Bug 2179891

Summary: Unable to run fipsinstall
Product: [Fedora] Fedora Reporter: Jan Grulich <jgrulich>
Component: opensslAssignee: Dmitry Belyavskiy <dbelyavs>
Status: CLOSED WONTFIX QA Contact: Fedora Extras Quality Assurance <extras-qa>
Severity: unspecified Docs Contact:
Priority: unspecified    
Version: 38CC: cllang, crypto-team, dbelyavs, mspacek, mturk, sahana, tm
Target Milestone: ---   
Target Release: ---   
Hardware: Unspecified   
OS: Unspecified   
Whiteboard:
Fixed In Version: Doc Type: If docs needed, set a value
Doc Text:
Story Points: ---
Clone Of: Environment:
Last Closed: 2023-03-20 11:08:19 UTC Type: Bug
Regression: --- Mount Type: ---
Documentation: --- CRM:
Verified Versions: Category: ---
oVirt Team: --- RHEL 7.3 requirements from Atomic Host:
Cloudforms Team: --- Target Upstream Version:
Embargoed:

Description Jan Grulich 2023-03-20 10:53:50 UTC
Description of problem:
I'm unable to run fipsinstall to install the FIPS module. 

Getting:
This command is not enabled in the Red Hat Enterprise Linux OpenSSL build, please consult Red Hat documentation to learn how to enable FIPS mode.

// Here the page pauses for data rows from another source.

PR #186, opened 2017-07-14
fix(tokens): Can create tokens with empty description

ian-fox:
## Context
There was a bug where "refreshed" was not being displayed on the alert when a token had its value refreshed, and one where creating a token with an empty description failed.

There is also a bug where if you refresh a token and then try to modify the same token without refreshing the page the button won't change from "delete" to "update." This seems to be because the `Ember.computed` block changing the button text stops caring about changes to the values after the line that sets it to `Delete` following an update.

This is fixed by modifying the setter for `buttonAction`.

Related to https://github.com/screwdriver-cd/screwdriver/issues/532

### DIFF
--- a/app/components/secret-view/component.js
+++ b/app/components/secret-view/component.js
@@ -2,22 +2,20 @@ import Ember from 'ember';
 
 export default Ember.Component.extend({
   tagName: 'tr',
-  buttonAction: 'Delete',
+  buttonAction: Ember.computed('newValue', 'secret.allowInPR', 'originalAllowInPR', {
+    get() {
+      return (this.get('newValue')
+        || this.get('originalAllowInPR') !== this.get('secret.allowInPR')) ?
+        'Update' : 'Delete';
+    }
+  }),
   newValue: null,
   originalAllowInPR: null,
   init() {
     this._super(...arguments);
-    this.set('originalAllowInPR', this.get('secret').get('allowInPR'));
+    this.set('originalAllowInPR', this.get('secret.allowInPR'));
   },
   actions: {
-    secretDidChange() {
-      if (this.get('newValue')
-        || this.get('originalAllowInPR') !== this.$('.allow input').prop('checked')) {
-        this.set('buttonAction', 'Update');
-      } else {
-        this.set('buttonAction', 'Delete');
-      }
-    },
     modifySecret() {
       const secret = this.get('secret');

This looks wrong as I don't use RHEL build, this is on Fedora (Kinoite) 38 running Fedora 38 in a container. I was happily using this on Fedora 37 before (with F37 container).

Version-Release number of selected component (if applicable):
openssl-3.0.8-1.fc38.x86_64

How reproducible:
Run fipinstall, for example:
sudo openssl fipsinstall -out /usr/local/ssl/fipsmodule.cnf -module /usr/lib64/ossl-modules/fips.so

Comment 1 Jan Grulich 2023-03-20 11:04:06 UTC
It looks this patch https://src.fedoraproject.org/rpms/openssl/blob/f38/f/0034.fipsinstall_disable.patch has been applied in F38 and Rawhide, while it doesn't exist in Fedora 37. I guess it was brought from RHEL (during sync) and it's just missing a condition to avoid using it on Fedora?

Comment 2 Clemens Lang 2023-03-20 11:08:19 UTC
This is expected, we're shipping the same patches RHEL uses in Fedora. Please switch the entire Fedora system into FIPS mode using `fips-mode-setup --enable`.

Note that we do not FIPS-certify Fedora, and it also currently lags behind some of the FIPS compliance patches applied to RHEL (although we will eventually be pushing all FIPS patches into Fedora as well).

We do not plan to conditionally apply the FIPS patches to RHEL only.